Our study demonstrated that young males (0 to 4 years of age at diagnosis) were more likely to sire a pregnancy than those who were 15 to 20 years of age at diagnosis. Some reports suggested that the prepubertal testis was less sensitive than the postpubertal testis to damage by chemotherapy,31,54
but others have questioned this observation.25,48,55–57
This study has a number of strengths. The CCSS is the largest, most thoroughly characterized cohort of survivors of cancer diagnosed during childhood or adolescence. Thus, important questions regarding the frequency of outcomes that may be modified by treatment exposures, as well as the relationship of these exposures to significant, though uncommon, late events can be evaluated with substantial statistical power.

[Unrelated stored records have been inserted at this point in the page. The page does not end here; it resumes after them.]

PR #268, opened 2021-12-13
klog: Add kernel log buffer

MaciejPurski:
JIRA: DTR-3

## Types of changes

## How Has This Been Tested?

## Checklist:

## Special treatment

### DIFF
--- a/klog/klog.c
+++ b/klog/klog.c
@@ -104,7 +104,8 @@ static klog_reader_t *klog_readerFind(unsigned pid)
 {
 	klog_reader_t *r, *ret = NULL;
 
-	if ((r = klog_common.readers) != NULL) {
+	r = klog_common.readers;
+	if (r != NULL) {
 		do {
 			if (r->pid == pid) {
 				ret = r;
@@ -125,7 +126,8 @@ static int klog_readerAdd(unsigned pid, unsigned nonblocking)
 	if (klog_readerFind(pid) != NULL)
 		return -EINVAL;
 
-	if ((r = vm_kmalloc(sizeof(klog_reader_t))) == NULL)
+	r = vm_kmalloc(sizeof(klog_reader_t));
+	if (r == NULL)
 		return -ENOMEM;
 
 	hal_memset(r, 0, sizeof(klog_reader_t));
@@ -234,7 +236,8 @@ static void klog_close(unsigned pid)
 	klog_reader_t *r;
 
 	proc_lockSet(&klog_common.lock);
-	if ((r = klog_readerFind(pid)) != NULL) {
+	r = klog_readerFind(pid);
+	if (r != NULL) {
 		while (r->msgs != NULL)
 			_klog_msgRespond(r, -EIO);
 		LIST_REMOVE(&klog_common.readers, r);
@@ -301,7 +304,8 @@ static int klog_readerBlock(klog_reader_t *r, msg_t *msg, unsigned long rid)
 {
 	klog_readMsg_t *rmsg;
 
-	if ((rmsg = vm_kmalloc(sizeof(*rmsg))) == NULL)
+	rmsg = vm_kmalloc(sizeof(*rmsg));
+	if (rmsg == NULL)
 		return -ENOMEM;
 
 	rmsg->odata = msg->o.data;
@@ -336,13 +340,15 @@ static void msgthr(void *arg)
 					msg.o.io.err = klog_readerAdd(msg.pid, msg.i.openclose.flags & O_NONBLOCK);
 				break;
 			case mtRead:
-				if ((r = klog_readerFind(msg.pid)) == NULL) {
+				r = klog_readerFind(msg.pid);
+				if (r == NULL) {
 					msg.o.io.err = -EINVAL;
 				}
 				else {
 					msg.o.io.err = klog_read(r, msg.o.data, msg.o.size);
 					if (msg.o.io.err == 0 && !r->nonblocking) {
-						if ((msg.o.io.err = klog_readerBlock(r, &msg, rid)) == EOK)
+						msg.o.io.err = klog_readerBlock(r, &msg, rid);
+						if (msg.o.io.err == EOK)
 							respond = 0;
 					}
 					else if (msg.o.io.err == 0 && r->nonblocking) {
--- a/klog/klog.c
+++ b/klog/klog.c
@@ -135,9 +135,9 @@ static int klog_readerAdd(unsigned pid, unsigned nonblocking)
 }
 
 
-static int _klog_readln(klog_reader_t *r, char *buf, size_t sz)
+static ssize_t _klog_readln(klog_reader_t *r, char *buf, size_t sz)
 {
-	size_t n = 0;
+	ssize_t n = 0;
 
 	while (r->ridx < klog_common.tail && n < sz) {
 		buf[n++] = _fifo_get(r->ridx++);
@@ -147,19 +147,25 @@ static int _klog_readln(klog_reader_t *r, char *buf, size_t sz)
 
 	/* Always end with newline */
 	if (n > 0 && buf[n - 1] != '\n') {
-		if (n < sz)
-			buf[n++] = '\n';
-		else
+		if (buf[n - 1] == '\0') {
 			buf[n - 1] = '\n';
+		}
+		else if (n < sz) {
+			buf[n++] = '\n';
+		}
+		else {
+			buf[n - 1] = '\n';
+			r->ridx--;
+		}
 	}
 
 	return n;
 }
 
 
-static int klog_read(klog_reader_t *r, char *buf, size_t sz)
+static ssize_t klog_read(klog_reader_t *r, char *buf, size_t sz)
 {
-	int ret;
+	ssize_t ret;
 
 	proc_lockSet(&klog_common.lock);
 	/* We need to catch up the ring buffer's head */
--- a/klog/klog.c
+++ b/klog/klog.c
@@ -1,0 +1,327 @@
+/*
+ * Phoenix-RTOS
+ *
+ * Operating system kernel
+ *
+ * Kernel log buffer
+ *
+ * Copyright 2021 Phoenix Systems
+ * Author: Maciej Purski
+ *
+ * This file is part of Phoenix-RTOS.
+ *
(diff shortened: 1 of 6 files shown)


klog/klog.c
```diff
@@ -0,0 +1,327 @@
...
+
+	if ((r = vm_kmalloc(sizeof(klog_reader_t))) == NULL)
+		return -ENOMEM;
+
+	r->next = NULL;
+	r->prev = NULL;
+	r->nonblocking = !!nonblocking;
+	r->pid = pid;
+	r->waiting = 0;
+	hal_memset(&r->msg, 0, sizeof(msg_t));
```
agkaminski, line 128: We don't really need to keep the whole msg reader sends us - we only need few params from it (buffer and buffsz I think)

klog/klog.c
```diff
@@ -0,0 +1,327 @@
...
+void _klog_init(void)
+{
+	hal_memset(&klog_common, 0, sizeof(klog_common));
+	proc_lockInit(&klog_common.lock);
+}
+
+
+static klog_reader_t *klog_readerFind(unsigned pid)
+{
+	klog_reader_t *r = klog_common.readers;
```
agkaminski, line 99: How about - use tree instead of list. This way we can use `pid` as our index.

klog/klog.c
```diff
@@ -0,0 +1,327 @@
...
+static int _klog_readln(klog_reader_t *r, char *buf, size_t sz)
+{
+	size_t n = 0;
+	char c;
+
+	while (r->ridx < klog_common.tail && n < sz) {
+		c = _fifo_get(r->ridx++);
+		buf[n++] = c;
+		if (c == '\n' || c == '\0')
+			break;
```
agkaminski, line 148: We don't really need c
```suggestion
		buf[n++] = _fifo_get(r->ridx++);
		if (buf[n] == '\n' || buf[n] == '\0')
			break;
```

klog/klog.c
```diff
@@ -0,0 +1,327 @@
...
+	}
+
```
agkaminski, line 150: Maybe we should end each line with '\n' and/or '\0'? Now it's pretty random

klog/klog.c
```diff
@@ -0,0 +1,327 @@
...
+
+static void klog_close(unsigned pid)
+{
+	klog_reader_t *r;
+
+	proc_lockSet(&klog_common.lock);
+	if ((r = klog_readerFind(pid)) != NULL) {
+		if (r->waiting) {
+			r->msg.o.io.err = -EINVAL;
```
agkaminski, line 196: EINVAL doesn't really fit this case. EIO maybe?

klog/klog.c
```diff
@@ -0,0 +1,327 @@
...
+	 * only checks if a device responds to TCGETS
+	 */
+	if (in->request == TCGETS) {
+		out->err = EOK;
+	}
+	else {
+		out->err = -EINVAL;
+	}
+
+	out->err = 0;
```
agkaminski, line 224: Ooops?

klog/klog.c
```diff
@@ -0,0 +1,327 @@
...
+}
+
+
+void _klog_initSrv(void)
+{
+	/* Create port 0 for /dev/kmsg */
+	if (proc_portCreate(&klog_common.port) != 0)
+		return;
+
+	proc_threadCreate(NULL, msgthr, NULL, 4, 2048, NULL, 0, NULL);
```
agkaminski, line 326: 1024 bytes of stack should be enough.

klog/klog.h
```diff
@@ -0,0 +1,28 @@
...
+#define _DMESG_H_
+
+
+extern void _klog_init(void);
+
+
+extern void _klog_initSrv(void);
+
+
+extern int klog_write(const char *data, size_t len);
```
agkaminski, line 25: Move this on top, inits should last

klog/klog.c
MaciejPurski: Yes, I was considering using a tree, but I decided that it would be a bit of an overkill, as for most of the time we would have a very limited number of readers. I can change it to an rbtree if you prefer.

klog/klog.c
MaciejPurski: I agree, but the code you have suggested is not an equivalent of what I have written. There should be `buf[n - 1]`.

agkaminski: Right, sorry

klog/klog.c
MaciejPurski: Ok, we can always finish each read line with `\n`.

klog/klog.c
agkaminski: I suggest a tree mostly because I think it might simplify logic here, your call

klog/klog.c
MaciejPurski: Indeed.

klog/klog.c
MaciejPurski: I agree.

klog/klog.h
MaciejPurski: Ok.

klog/klog.c
MaciejPurski: buffer, bufsz, pid, and rid. Type is always mtRead. I agree we can get rid of it.

klog/klog.c
```diff
@@ -0,0 +1,348 @@
...
+	r->ridx = klog_common.head;
+	LIST_ADD(&klog_common.readers, r);
+	proc_lockClear(&klog_common.lock);
+
+	return 0;
+}
+
+
+static int _klog_readln(klog_reader_t *r, char *buf, size_t sz)
+{
```
kemonats, line 139: Why `int` and not `size_t`?

klog/klog.c
```diff
@@ -0,0 +1,348 @@
...
+			break;
+	}
+
+	/* Always end with newline */
+	if (n > 0 && buf[n - 1] != '\n') {
+		if (n < sz)
+			buf[n++] = '\n';
+		else
+			buf[n - 1] = '\n';
+	}
```
kemonats, line 154: 1. Input: `line = "abcd\n" sz = 2` 
`n == 2` and `buf[1] == 'b'`
You overwrite char in `buf[n -1]` with a newline char.
Output:
`buf == "a\n" n == 2`

2. Input: `line="abc\0" sz = 10`
`n == 4 buf[3] == '\0'`
You append '\n' to the oryginal line
Output:
`buf="abc\0\n" n == 5`

MaciejPurski: The first case is desired and that is what I meant. The idea is to *always* end one read with a newline character. So we read as many characters as we can, but always finish with `\n`. However now this overwritten character would be completely lost, so it would be better to update a reader's read index in order to read this character with a next read.

The second case is arguable, but I think it would be better to overwrite this `\0` character.

klog/klog.c
MaciejPurski: The return value is assigned to `msg.o.io.err` anyway, which is an `int` so it makes no difference here. The conversion would occur anyway.

klog/klog.c
```diff
@@ -0,0 +1,354 @@
...
+
+
+static ssize_t klog_read(klog_reader_t *r, char *buf, size_t sz)
+{
+	ssize_t ret;
+
+	proc_lockSet(&klog_common.lock);
+	/* We need to catch up the ring buffer's head */
+	if (r->ridx < klog_common.head)
+		r->ridx = klog_common.head;
```
agkaminski, line 173: We need to generate -EPIPE error in that case

klog/klog.c
```diff
@@ -0,0 +1,354 @@
...
+	proc_lockClear(&klog_common.lock);
+#else
+	hal_consolePrint(ATTR_NORMAL, data);
+#endif /* KLOG_ENABLE */
+
+	return len;
+}
+
+
+static void klog_readerBlock(klog_reader_t *r, msg_t *msg, unsigned long rid)
```
agkaminski, line 283: Edge case is not handled - what if we do two blocking reads on one fd?
We need a list of read msg within a list of readers, I'm afraid

klog/klog.c
```diff
@@ -169,55 +174,65 @@ static ssize_t klog_read(klog_reader_t *r, char *buf, size_t sz)
...
+	klog_readMsg_t *rmsg;
 	msg_t msg;
 
+	rmsg = r->msgs;
+	LIST_REMOVE(&r->msgs, rmsg);
+
 	msg.type = mtRead;
+	msg.pid = r->pid;
+	msg.o.data = rmsg->odata;
+	msg.o.size = rmsg->osize;
```
agkaminski, line 201: Missing msg.i initialization:
```
msg.i.data = NULL;
msg.i.size = 0;
```

klog/klog.c
```diff
@@ -169,55 +174,65 @@ static ssize_t klog_read(klog_reader_t *r, char *buf, size_t sz)
...
+	if (r == NULL)
+		return;
+
+	do {
+		if (r->msgs != NULL) {
+			ret = _klog_readln(r, r->msgs->odata, r->msgs->osize);
+			_klog_msgRespond(r, ret);
+		}
+		r = r->next;
+	} while (r != klog_common.readers);
```
agkaminski, line 224: MISRA:
```suggestion
	if (r != NULL) {
		do {
			if (r->msgs != NULL) {
				ret = _klog_readln(r, r->msgs->odata, r->msgs->osize);
				_klog_msgRespond(r, ret);
			}
			r = r->next;
		} while (r != klog_common.readers);
	}
```

klog/klog.c
```diff
@@ -0,0 +1,387 @@
...
+	int i = 0, overwrite = 0;
+	char c;
+
+	proc_lockSet(&klog_common.lock);
+
+	if (klog_common.tail + len >= klog_common.head + KLOG_BUFSZ)
+		overwrite = 1;
+
+	while (i < len)
+		_fifo_push(data[i++]);
```
agkaminski, line 284: Nitpick - for fits better
```suggestion
	for (i = 0; i < len; ++i)
		_fifo_push(data[i]);
```

klog/klog.c
agkaminski: So let's change it :D

agkaminski (approved):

There are also limitations that must be taken into account. The participants were ascertained retrospectively. Fifteen percent of those eligible were lost to follow-up and 16% declined participation. Participants did not differ from nonparticipants with regard to demographic or cancer characteristics.9
Radiation dosimetry was performed using the data supplied by the participating institutions. No independent quality control was performed to determine whether significant data, such as the use of a testicular shield (which can reduce the testicular dose to approximately 1% of the prescription dose),58
The CCSS used self-administered questionnaires for ascertainment of outcomes. Approximately 22% of pregnancies were not recognized clinically.59
Comparison of the number of births reported by NSFG participants 15 to 19 years of age to those ascertained by vital records suggests that 15- to 19-year-old males are not informed of all pregnancies by their partners.10
Information relating to adjustment variables (eg, education and so on) was derived from a single point in time (ie, at baseline questionnaire), was a surrogate for the presence or absence of particular factors at the time of pregnancy, and did not directly measure their influence over time.
We did not evaluate fertility in light of personal choices made by the male CCSS survivors. Some may have chosen not to attempt to sire a pregnancy because they were concerned that they might transmit a trait that would predispose their children to cancer.2
Others may have thought or been told that they were or might be infertile. Factors that may influence their ability to form or maintain an intimate heterosexual relationship include appearance, sexual preference, and neurocognitive function.2,3,60,61
Some of these factors may be related to the therapeutic exposures considered in this analysis and may have confounded the results of our study. Our finding that the HR for siring a pregnancy was not significantly decreased in CCSS participants who experienced none of the high-risk exposures for decreased fertility suggests that these factors may not influence decisions regarding paternity significantly in this group.
We demonstrated that the fertility of male childhood cancer survivors is impaired. Men age 15 to 44 years, who received a testicular radiation dose of more than 7.5 Gy, were treated with procarbazine or cyclophosphamide, or had a summed alkylating agent dose score of ≥ 2, or were less likely to sire a pregnancy. Men diagnosed in early childhood were more likely to sire a pregnancy than those diagnosed in adolescence. These data may be used to counsel patients and their parents before initiation of treatment regarding their future fertility.